Margaret Cossaceanu, born Margareta Cosăceanu, later Margaret Cossaceanu-Lavrillier (4 January 1893– 22 September 1980) was a French sculptor of Romanian origin.

== Biography ==
Margaret Cossaceanu, was born in Bucharest and was the niece of scientist George Constantinescu, inventor of the Theory of sonics. She studied sculpture from 1910 to 1913 at the School of Fine Arts in Bucharest under Dimitrie Paciurea.

In 1921, she obtained a scholarship enabling her to go to Rome to pursue her studies at the Academy of Fine Arts, (at the same time, painter Lucian Grigorescu was studying there). It was during this stay in the Italian capital that she met French engraver-medalist André Lavrillier, winner of the Prix de Rome in 1914, and boarder at the Villa Medici. He took her to Paris, and introduced her to sculptor Antoine Bourdelle.

After being awarded the Grand Prize at the Academy of Fine Arts in 1922, Cossaceanu left Rome to settle in Paris, where she attended the workshop of her compatriot Constantin Brâncuşi while continuing her studies at the Académie de la Grande Chaumière, in Antoine Bourdelle's studio, where she met Germaine Richier and Alberto Giacometti. Bourdelle took her as a collaborator in his workshop at impasse du Maine. He asked her to recreate in larger scale some of his works, as, for example, his Sapho; For these figurative works she used wax, earth, plaster, bronze or stone. She continued to work with him until his death in 1929. She participated in various Salons and exhibitions, such as the Salon d'Automne or the Salon des Tuileries and produced pieces for the French state. She was commissioned to create a high relief for the International Exposition of Art and Technology in Modern Life (1937), for the Asian and Romanian pavilions. The high relief of the Daces (marble, 3m high) for which she received the diploma of honor is today in Bucharest.

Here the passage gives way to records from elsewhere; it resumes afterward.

PR #1515, opened 2021-05-03
[manila-csi-plugin] Add shareAccessTo volume parameter

gman0:

This PR adds `shareAccessTo` volume / storage class parameter. Its value is sourced into `access_to` field when creating a share access rule when provisioning a share.

One of the use cases is when creating CephFS cephx clients. Ceph kernel clients using the same cephx ID may re-use MDS cache and OSD connections, improving the performance and reducing the load on the Ceph cluster.

If no `shareAccessTo` volume parameter is provided, the behavior remains as it was: `access_to` is set to the volume name (PV name).

**Release note**:

```release-note
[manila-csi-plugin] Added shareAccessTo volume/StorageClass parameter
```


gman0:
@tombarron @gouthampacha @ramineni PTAL

gman0:
There's a similar volume parameter for NFS shares, `nfs-shareClient`, which also sets `access_to` but only for NFS shares. Similarly `shareAccessTo` from this patch is relevant only for CephFS shares - which is way less general than what a parameter name `shareAccessTo` would suggest.

I don't like adding even more volume parameters (which carry essentially the same information: the value of `access_to`), but for the sake of consistency I'll rework this PR. Closing.

PR #1519, opened 2021-05-04
[manila-csi-plugin] Add cephfs-clientID to volume parameters

gman0:

This PR adds `cephfs-clientID` volume / storage class parameter. Its value is sourced into `access_to` field when creating a share access rule for the provisioned share.

Ceph kernel clients using the same cephx ID may re-use MDS cache and OSD connections, improving the performance and reducing the load on the Ceph cluster. Using `cephfs-clientID`, users are able to make use of this optimization.

If no `cephfs-clientID` volume parameter is provided, the behavior remains as it was: `access_to` is set to the volume name (PV name).

**Release note**:

```release-note
[manila-csi-plugin] Added cephfs-clientID volume/StorageClass parameter
```


gman0:
@tombarron @gouthampacha @ramineni PTAL

tombarron (approved):
Looks good to me.

tombarron:
/lgtm
/approve

but touches docs outside pkg/csi/manila, so really just for the record :D

gman0:
Thanks @tombarron !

Until 1977, at the request of the Monnaie de Paris, she made several medals
(the medal of the deputies of the National Assembly (France) in 1968 - the portraits of Romain Gary, Anna de Noailles, Giacometti, Jean Effel, among others).
In 1952, Bernheim-Jeune Gallery organized a retrospective exhibition of her work, and the Museum of Modern Art of the city of Paris acquired The great torso of Woman.

In 1970, for the fortieth anniversary of the death of her master, she created from memory a portrait of Antoine Bourdelle.

In 1929, Cossaceanu married André Lavrillier, with whom she had three children, including photographer Carol-Marc Lavrillier. Margaret Cossaceanu died in Paris on September 22, 1980, at the age of 87.

In 1993, the Galerie Vallois in Paris organized a retrospective show of her work.

== Works and collections (selection) ==
- Pieta, (1923), Musée des Années Trente
- Walkyrie, (1923) used for the Constantinesco (automobile).

- Portrait of Constantin I. Diamandy, Romanian diplomat, (1927)
- Bust André Lavrillier, (1927), Musée national d'art moderne, Pompidou center

- Grand portrait de femme, (1930)
- Statue of Tudor Vladimirescu in Craiova, (1937)

- High relief Daces, (1937) for the Romanian pavillon at the International Exposition of Art and Technology in Modern Life 1937, today in Bucharest
- Bas-relief, Faculté de pharmacie de Paris, (1936-1940)
- Marble Head of Rhodia Bourdelle, (1943), Musée Rolin, Autun
- Bust of Jean Charcot, (1943), Musée national de la Marine, Paris
- Portrait of George Enescu, (1956), Musée de la Philharmonie de Paris
- Head of a young girl, Saint-Brieuc Museum of Art and History
- Monumental, Musée des Années Trente, Boulogne Billancourt
- Woman Torso, (1955), Musée d'Art Moderne de la Ville de Paris.